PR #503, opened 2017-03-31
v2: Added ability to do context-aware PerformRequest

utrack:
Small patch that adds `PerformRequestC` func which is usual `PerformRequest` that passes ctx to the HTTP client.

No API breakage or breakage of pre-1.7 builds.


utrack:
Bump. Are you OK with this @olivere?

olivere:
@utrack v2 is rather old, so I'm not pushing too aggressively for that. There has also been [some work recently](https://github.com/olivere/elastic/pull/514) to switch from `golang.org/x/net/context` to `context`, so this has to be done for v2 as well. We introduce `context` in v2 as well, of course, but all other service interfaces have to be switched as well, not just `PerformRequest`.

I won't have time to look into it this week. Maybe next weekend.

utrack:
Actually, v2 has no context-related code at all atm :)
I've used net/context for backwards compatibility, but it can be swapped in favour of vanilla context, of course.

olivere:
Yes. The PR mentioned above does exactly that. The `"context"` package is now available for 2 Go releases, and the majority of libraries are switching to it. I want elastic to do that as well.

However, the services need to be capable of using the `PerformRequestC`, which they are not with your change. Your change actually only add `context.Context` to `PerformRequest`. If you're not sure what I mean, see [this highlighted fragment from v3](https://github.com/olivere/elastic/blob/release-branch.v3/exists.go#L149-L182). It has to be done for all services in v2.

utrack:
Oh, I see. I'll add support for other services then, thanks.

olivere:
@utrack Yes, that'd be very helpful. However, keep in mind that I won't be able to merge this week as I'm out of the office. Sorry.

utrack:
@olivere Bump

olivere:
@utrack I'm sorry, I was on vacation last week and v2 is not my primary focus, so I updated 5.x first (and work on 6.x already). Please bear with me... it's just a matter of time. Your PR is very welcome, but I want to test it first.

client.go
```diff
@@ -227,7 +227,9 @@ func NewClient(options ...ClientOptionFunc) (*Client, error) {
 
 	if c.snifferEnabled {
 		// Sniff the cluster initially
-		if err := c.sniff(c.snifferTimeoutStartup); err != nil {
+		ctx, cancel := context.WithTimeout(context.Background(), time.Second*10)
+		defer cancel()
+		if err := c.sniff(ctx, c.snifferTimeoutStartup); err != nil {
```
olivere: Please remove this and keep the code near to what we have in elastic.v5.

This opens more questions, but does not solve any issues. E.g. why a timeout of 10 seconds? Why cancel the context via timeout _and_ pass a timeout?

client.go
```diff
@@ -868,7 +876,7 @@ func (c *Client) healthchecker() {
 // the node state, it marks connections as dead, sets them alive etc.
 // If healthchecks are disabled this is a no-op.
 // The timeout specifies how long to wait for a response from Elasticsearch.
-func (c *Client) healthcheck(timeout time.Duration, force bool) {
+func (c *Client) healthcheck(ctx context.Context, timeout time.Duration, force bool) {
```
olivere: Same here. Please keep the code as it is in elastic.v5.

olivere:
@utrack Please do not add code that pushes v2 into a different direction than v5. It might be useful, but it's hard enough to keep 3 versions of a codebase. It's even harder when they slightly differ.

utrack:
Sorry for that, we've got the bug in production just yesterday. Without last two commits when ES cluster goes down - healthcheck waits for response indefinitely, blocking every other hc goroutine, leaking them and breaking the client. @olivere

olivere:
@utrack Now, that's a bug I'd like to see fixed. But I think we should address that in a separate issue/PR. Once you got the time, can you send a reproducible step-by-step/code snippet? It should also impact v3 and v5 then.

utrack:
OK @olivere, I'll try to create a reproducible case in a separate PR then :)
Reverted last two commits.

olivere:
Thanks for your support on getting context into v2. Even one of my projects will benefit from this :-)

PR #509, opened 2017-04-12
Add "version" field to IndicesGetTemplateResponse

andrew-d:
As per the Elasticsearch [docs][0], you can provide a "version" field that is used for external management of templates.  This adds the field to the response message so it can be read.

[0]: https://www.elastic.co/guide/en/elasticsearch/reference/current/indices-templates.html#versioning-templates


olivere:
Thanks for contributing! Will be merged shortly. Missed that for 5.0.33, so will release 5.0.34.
+ + + + +
- Exercise details
Only the number is wanted: how many lines in the preceding entries hold the string "commits"?

- Response for this exercise
2